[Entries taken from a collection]
····················
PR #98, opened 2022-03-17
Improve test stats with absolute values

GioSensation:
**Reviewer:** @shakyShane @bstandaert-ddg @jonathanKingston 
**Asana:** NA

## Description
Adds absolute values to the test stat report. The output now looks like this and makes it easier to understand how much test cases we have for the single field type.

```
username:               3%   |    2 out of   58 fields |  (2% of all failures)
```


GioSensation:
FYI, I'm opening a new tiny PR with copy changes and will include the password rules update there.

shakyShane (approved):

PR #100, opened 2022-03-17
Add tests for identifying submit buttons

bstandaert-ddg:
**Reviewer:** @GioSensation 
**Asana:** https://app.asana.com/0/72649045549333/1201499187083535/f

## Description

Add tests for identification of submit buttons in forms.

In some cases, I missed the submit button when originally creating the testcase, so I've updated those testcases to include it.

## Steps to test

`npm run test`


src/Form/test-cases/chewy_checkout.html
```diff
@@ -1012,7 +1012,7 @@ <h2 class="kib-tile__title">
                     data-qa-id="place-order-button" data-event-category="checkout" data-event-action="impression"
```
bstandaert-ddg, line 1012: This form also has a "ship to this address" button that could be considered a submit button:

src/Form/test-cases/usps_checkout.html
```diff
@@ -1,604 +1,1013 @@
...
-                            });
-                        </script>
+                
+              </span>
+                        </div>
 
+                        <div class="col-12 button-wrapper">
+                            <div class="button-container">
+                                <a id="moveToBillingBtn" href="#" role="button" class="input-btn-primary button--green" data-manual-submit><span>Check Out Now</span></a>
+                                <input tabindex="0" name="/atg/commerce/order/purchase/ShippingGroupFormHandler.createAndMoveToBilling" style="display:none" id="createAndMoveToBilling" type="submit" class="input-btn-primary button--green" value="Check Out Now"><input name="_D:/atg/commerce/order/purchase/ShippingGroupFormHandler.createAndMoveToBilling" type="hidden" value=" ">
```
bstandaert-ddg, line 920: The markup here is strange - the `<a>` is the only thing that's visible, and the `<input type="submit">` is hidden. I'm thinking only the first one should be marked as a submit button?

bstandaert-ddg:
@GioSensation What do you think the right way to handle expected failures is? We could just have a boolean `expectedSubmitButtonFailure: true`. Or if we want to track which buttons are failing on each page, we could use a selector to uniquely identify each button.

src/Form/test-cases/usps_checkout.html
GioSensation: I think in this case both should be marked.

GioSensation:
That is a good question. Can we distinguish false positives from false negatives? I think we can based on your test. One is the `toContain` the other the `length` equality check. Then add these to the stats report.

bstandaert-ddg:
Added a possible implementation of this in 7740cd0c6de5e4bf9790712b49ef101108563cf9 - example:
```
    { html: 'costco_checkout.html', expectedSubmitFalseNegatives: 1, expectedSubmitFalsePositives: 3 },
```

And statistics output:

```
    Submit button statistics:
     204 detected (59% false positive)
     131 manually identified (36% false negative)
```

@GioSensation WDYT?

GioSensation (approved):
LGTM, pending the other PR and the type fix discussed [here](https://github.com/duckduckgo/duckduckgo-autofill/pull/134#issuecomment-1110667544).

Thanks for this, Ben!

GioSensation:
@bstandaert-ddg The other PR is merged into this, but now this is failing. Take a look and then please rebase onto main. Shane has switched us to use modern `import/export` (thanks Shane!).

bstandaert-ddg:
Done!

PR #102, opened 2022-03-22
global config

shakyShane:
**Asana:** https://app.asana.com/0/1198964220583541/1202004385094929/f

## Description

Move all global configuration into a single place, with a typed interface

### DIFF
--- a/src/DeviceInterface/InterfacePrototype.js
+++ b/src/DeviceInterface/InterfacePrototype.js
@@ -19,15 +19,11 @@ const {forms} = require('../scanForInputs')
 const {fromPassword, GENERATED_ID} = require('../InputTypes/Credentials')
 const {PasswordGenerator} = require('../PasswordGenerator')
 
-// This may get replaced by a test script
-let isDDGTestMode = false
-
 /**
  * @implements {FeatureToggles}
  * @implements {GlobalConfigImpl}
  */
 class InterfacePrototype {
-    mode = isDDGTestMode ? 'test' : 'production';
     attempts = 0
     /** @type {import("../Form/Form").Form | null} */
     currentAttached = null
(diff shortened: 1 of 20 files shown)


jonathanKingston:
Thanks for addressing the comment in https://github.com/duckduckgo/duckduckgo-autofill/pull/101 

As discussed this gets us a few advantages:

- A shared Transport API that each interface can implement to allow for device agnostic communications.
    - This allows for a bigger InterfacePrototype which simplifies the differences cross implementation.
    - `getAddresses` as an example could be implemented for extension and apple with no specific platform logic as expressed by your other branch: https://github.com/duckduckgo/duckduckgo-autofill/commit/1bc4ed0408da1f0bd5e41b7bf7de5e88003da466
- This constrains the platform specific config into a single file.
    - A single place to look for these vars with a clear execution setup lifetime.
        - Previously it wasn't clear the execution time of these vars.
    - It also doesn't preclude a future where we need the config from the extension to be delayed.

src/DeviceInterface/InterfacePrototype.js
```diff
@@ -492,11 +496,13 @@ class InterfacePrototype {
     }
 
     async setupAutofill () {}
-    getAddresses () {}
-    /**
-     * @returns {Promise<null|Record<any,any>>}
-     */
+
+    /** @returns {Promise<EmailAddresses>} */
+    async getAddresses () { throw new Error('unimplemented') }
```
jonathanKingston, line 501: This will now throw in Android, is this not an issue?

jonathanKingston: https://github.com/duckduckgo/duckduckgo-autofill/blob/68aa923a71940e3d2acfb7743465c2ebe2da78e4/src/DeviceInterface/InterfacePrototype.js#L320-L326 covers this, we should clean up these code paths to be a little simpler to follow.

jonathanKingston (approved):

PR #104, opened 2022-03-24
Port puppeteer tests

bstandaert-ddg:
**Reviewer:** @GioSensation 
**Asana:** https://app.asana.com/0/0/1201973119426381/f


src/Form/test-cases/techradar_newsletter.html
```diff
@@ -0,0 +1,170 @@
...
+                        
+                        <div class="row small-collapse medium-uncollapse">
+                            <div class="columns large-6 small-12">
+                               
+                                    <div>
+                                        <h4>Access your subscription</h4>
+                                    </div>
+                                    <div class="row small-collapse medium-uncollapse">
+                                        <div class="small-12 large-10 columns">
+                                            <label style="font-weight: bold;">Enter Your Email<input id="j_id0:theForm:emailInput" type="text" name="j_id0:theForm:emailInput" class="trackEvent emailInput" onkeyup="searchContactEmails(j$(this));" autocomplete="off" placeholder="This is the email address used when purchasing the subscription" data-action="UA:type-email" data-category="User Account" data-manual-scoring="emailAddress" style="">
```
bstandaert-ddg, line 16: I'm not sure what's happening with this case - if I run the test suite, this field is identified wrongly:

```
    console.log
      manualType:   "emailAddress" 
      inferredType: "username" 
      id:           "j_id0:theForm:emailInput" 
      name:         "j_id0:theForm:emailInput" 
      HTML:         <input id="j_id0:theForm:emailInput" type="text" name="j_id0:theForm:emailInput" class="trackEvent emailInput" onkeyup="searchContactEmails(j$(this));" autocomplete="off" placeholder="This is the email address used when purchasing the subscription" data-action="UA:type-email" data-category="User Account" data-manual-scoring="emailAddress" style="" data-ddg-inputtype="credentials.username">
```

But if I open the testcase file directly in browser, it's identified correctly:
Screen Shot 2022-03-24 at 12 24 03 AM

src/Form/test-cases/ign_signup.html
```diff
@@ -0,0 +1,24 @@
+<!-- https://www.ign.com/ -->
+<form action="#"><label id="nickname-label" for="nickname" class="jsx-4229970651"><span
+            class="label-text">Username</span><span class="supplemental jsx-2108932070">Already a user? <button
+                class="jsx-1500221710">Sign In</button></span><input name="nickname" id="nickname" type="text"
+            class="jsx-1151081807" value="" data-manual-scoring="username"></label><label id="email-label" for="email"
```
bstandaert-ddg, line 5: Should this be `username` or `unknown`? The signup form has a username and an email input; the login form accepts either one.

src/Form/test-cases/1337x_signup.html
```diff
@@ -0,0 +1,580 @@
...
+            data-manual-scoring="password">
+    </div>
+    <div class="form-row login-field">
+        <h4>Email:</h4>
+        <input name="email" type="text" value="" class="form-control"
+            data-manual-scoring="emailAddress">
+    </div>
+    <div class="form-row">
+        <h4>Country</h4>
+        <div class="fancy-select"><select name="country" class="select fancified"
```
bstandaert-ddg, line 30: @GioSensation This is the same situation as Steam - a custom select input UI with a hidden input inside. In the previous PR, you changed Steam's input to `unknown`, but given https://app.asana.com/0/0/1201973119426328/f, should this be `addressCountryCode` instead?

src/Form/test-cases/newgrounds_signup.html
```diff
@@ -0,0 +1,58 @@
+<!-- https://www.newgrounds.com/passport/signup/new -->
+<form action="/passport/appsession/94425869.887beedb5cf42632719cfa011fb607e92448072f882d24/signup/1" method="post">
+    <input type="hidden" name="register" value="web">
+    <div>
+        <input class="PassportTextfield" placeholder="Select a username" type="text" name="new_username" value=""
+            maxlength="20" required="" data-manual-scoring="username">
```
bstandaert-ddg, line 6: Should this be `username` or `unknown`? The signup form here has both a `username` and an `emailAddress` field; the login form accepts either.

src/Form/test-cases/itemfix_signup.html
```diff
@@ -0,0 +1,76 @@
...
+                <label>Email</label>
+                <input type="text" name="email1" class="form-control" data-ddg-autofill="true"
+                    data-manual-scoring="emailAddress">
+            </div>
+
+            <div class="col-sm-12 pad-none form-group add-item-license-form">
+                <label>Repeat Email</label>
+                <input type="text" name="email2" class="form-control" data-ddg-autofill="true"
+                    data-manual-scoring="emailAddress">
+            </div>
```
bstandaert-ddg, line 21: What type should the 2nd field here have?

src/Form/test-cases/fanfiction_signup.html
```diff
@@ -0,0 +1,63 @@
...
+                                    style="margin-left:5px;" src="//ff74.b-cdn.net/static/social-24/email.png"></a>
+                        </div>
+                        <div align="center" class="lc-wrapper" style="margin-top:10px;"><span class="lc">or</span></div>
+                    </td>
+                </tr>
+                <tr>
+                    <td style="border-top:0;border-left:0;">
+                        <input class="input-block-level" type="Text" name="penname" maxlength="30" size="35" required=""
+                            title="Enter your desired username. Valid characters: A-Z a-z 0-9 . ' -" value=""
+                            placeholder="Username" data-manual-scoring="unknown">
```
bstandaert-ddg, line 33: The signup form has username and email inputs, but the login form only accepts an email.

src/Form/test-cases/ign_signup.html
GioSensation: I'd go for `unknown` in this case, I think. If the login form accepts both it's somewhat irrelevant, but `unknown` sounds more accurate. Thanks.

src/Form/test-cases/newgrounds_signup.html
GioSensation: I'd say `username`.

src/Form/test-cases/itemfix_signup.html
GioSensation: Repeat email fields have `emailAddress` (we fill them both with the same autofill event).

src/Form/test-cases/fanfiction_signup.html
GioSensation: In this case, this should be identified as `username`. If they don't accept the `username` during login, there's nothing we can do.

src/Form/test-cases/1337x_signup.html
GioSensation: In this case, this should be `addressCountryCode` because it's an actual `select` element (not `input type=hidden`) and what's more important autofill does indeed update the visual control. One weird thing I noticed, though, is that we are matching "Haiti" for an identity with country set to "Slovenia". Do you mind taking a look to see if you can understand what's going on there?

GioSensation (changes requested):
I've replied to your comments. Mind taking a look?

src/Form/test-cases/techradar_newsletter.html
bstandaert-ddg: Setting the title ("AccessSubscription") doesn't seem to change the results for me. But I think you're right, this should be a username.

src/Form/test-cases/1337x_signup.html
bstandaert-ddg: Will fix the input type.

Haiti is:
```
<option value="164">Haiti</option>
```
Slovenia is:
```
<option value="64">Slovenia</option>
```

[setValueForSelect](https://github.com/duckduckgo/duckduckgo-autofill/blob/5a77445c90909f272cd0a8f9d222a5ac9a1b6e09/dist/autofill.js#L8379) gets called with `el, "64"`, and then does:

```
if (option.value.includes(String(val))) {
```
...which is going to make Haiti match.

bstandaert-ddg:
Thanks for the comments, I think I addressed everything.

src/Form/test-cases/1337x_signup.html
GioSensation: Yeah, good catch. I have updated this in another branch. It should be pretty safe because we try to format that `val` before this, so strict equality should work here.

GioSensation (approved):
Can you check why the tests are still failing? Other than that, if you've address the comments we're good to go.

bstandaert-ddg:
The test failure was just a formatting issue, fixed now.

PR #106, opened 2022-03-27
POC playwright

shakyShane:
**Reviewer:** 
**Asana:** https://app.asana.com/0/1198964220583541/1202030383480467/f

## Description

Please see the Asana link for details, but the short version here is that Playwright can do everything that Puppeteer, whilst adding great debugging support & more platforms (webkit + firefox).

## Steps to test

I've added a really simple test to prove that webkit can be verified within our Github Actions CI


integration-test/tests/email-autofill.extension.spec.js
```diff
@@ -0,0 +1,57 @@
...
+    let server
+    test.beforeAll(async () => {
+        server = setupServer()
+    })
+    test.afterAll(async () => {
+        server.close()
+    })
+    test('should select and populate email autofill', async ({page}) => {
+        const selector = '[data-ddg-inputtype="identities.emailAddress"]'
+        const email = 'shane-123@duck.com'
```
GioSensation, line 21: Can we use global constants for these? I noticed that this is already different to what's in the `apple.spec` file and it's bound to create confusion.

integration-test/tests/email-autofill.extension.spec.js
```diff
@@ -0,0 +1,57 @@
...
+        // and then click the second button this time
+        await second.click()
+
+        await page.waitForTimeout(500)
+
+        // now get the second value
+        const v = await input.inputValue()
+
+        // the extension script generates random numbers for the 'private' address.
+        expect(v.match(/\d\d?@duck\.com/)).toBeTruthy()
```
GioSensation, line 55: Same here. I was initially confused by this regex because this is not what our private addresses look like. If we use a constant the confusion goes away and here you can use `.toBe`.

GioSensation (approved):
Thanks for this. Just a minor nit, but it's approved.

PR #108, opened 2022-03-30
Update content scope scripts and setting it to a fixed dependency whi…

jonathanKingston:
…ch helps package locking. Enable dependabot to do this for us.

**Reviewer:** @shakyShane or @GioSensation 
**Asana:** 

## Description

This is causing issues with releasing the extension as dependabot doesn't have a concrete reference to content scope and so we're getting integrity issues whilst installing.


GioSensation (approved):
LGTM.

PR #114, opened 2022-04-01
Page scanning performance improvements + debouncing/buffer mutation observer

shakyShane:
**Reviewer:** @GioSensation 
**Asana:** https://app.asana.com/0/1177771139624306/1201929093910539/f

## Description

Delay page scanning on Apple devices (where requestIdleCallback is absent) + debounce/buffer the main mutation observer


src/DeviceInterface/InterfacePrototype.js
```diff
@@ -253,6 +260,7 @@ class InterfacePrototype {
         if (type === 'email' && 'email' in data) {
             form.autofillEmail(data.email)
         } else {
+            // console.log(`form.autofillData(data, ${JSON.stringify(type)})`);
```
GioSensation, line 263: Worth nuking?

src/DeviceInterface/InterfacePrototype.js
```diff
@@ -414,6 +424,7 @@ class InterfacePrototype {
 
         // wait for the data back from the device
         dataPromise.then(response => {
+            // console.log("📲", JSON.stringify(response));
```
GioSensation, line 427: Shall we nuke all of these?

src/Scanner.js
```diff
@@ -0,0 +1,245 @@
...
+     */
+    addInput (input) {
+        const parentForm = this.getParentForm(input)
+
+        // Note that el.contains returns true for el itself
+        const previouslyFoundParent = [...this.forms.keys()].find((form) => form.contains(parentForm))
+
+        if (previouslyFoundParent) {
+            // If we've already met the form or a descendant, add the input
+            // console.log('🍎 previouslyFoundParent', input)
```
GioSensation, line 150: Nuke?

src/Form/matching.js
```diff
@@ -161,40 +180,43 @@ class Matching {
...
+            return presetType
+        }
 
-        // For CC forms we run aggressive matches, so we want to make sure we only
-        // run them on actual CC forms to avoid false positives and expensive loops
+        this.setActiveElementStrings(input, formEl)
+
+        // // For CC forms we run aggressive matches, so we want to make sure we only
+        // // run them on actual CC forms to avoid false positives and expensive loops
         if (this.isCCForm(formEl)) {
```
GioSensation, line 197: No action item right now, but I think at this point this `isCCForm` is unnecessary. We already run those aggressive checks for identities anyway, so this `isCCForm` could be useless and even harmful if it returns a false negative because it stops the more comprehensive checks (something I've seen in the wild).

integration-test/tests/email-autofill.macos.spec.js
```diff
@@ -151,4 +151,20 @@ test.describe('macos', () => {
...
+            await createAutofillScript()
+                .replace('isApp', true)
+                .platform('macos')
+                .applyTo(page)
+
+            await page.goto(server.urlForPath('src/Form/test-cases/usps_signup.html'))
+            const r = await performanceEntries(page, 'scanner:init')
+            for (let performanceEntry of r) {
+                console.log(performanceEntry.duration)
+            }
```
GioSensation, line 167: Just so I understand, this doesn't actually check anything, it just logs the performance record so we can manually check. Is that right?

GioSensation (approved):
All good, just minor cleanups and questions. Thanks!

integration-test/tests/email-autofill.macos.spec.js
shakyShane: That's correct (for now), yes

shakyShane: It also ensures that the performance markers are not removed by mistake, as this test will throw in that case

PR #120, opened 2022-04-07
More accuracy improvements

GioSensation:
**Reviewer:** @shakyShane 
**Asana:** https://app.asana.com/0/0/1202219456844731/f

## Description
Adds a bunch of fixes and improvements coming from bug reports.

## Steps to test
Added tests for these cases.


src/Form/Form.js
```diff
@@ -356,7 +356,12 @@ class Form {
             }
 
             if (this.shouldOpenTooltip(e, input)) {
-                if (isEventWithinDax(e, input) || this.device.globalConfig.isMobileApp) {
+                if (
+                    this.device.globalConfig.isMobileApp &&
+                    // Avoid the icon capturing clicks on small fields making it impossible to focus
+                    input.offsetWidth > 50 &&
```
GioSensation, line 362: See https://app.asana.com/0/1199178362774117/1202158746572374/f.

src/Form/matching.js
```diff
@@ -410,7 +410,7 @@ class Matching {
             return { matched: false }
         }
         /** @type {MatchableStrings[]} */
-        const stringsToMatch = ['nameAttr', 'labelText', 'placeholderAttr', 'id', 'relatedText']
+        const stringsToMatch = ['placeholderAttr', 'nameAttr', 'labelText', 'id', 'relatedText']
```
····················
Every line above from the line with "-let isDDGTestMode = false" to the line with "- This allows", both included, must be reproduced exactly, and no other line may appear.

-let isDDGTestMode = false
-
 /**
  * @implements {FeatureToggles}
  * @implements {GlobalConfigImpl}
  */
 class InterfacePrototype {
-    mode = isDDGTestMode ? 'test' : 'production';
     attempts = 0
     /** @type {import("../Form/Form").Form | null} */
     currentAttached = null
(diff shortened: 1 of 20 files shown)


jonathanKingston:
Thanks for addressing the comment in https://github.com/duckduckgo/duckduckgo-autofill/pull/101 

As discussed this gets us a few advantages:

- A shared Transport API that each interface can implement to allow for device agnostic communications.
    - This allows for a bigger InterfacePrototype which simplifies the differences cross implementation.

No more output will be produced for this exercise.